[[ Data supplied, beginning ]]

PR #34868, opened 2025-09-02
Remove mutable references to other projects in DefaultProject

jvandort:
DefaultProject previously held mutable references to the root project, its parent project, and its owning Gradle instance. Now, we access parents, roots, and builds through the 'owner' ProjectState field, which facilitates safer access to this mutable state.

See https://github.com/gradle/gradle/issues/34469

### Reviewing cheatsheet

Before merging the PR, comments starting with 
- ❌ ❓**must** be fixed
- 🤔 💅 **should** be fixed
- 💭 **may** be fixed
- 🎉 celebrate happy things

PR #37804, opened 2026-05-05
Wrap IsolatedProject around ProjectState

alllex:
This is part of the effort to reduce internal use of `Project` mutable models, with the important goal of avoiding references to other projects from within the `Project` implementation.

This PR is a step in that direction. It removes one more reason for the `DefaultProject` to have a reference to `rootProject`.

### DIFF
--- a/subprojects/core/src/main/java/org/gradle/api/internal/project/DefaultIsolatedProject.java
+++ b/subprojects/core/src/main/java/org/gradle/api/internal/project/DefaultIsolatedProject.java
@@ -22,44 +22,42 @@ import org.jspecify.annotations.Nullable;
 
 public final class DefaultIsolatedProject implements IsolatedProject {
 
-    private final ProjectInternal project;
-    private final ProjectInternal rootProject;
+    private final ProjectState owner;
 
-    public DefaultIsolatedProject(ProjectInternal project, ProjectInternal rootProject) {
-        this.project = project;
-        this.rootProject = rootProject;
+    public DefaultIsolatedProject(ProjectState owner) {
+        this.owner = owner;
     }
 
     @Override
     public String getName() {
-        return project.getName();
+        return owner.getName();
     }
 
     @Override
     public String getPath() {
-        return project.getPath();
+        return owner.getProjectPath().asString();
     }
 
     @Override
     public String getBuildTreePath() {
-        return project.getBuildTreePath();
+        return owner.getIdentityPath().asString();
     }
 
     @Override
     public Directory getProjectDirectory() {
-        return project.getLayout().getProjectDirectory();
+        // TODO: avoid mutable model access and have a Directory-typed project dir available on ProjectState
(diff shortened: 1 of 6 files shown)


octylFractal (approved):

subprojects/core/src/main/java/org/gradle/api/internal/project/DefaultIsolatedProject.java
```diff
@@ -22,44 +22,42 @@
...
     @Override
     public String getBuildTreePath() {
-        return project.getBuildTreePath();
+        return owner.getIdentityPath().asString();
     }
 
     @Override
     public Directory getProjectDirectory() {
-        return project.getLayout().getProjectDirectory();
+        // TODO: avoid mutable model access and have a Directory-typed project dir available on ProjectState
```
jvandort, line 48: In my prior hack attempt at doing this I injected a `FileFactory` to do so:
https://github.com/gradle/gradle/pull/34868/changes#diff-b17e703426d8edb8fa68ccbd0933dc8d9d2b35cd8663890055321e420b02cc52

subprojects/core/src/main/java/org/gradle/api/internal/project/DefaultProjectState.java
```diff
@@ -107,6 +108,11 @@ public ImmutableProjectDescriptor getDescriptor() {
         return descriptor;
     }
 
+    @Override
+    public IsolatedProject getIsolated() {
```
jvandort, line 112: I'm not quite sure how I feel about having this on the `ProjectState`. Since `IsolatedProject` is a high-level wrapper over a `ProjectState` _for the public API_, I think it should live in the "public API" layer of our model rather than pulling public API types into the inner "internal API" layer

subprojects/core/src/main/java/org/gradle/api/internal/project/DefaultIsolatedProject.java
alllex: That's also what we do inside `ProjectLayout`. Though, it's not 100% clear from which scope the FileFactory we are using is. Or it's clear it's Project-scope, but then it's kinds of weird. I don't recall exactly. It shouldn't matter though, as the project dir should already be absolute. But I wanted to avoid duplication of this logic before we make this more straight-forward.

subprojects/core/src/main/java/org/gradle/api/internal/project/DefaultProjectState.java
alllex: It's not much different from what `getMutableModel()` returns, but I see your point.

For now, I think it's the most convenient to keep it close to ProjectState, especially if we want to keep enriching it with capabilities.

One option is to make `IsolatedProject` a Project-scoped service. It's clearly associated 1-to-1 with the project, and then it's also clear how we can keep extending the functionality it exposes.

[[ Data supplied, end ]]

**Problem details:** As the answer, set down only the lines from the data above between the one holding "PR #37804, opened 2026-05-05" and the one holding "This is part", inclusive, exactly as they read.

**Exercise result:**
PR #37804, opened 2026-05-05
Wrap IsolatedProject around ProjectState

alllex:
This is part of the effort to reduce internal use of `Project` mutable models, with the important goal of avoiding references to other projects from within the `Project` implementation.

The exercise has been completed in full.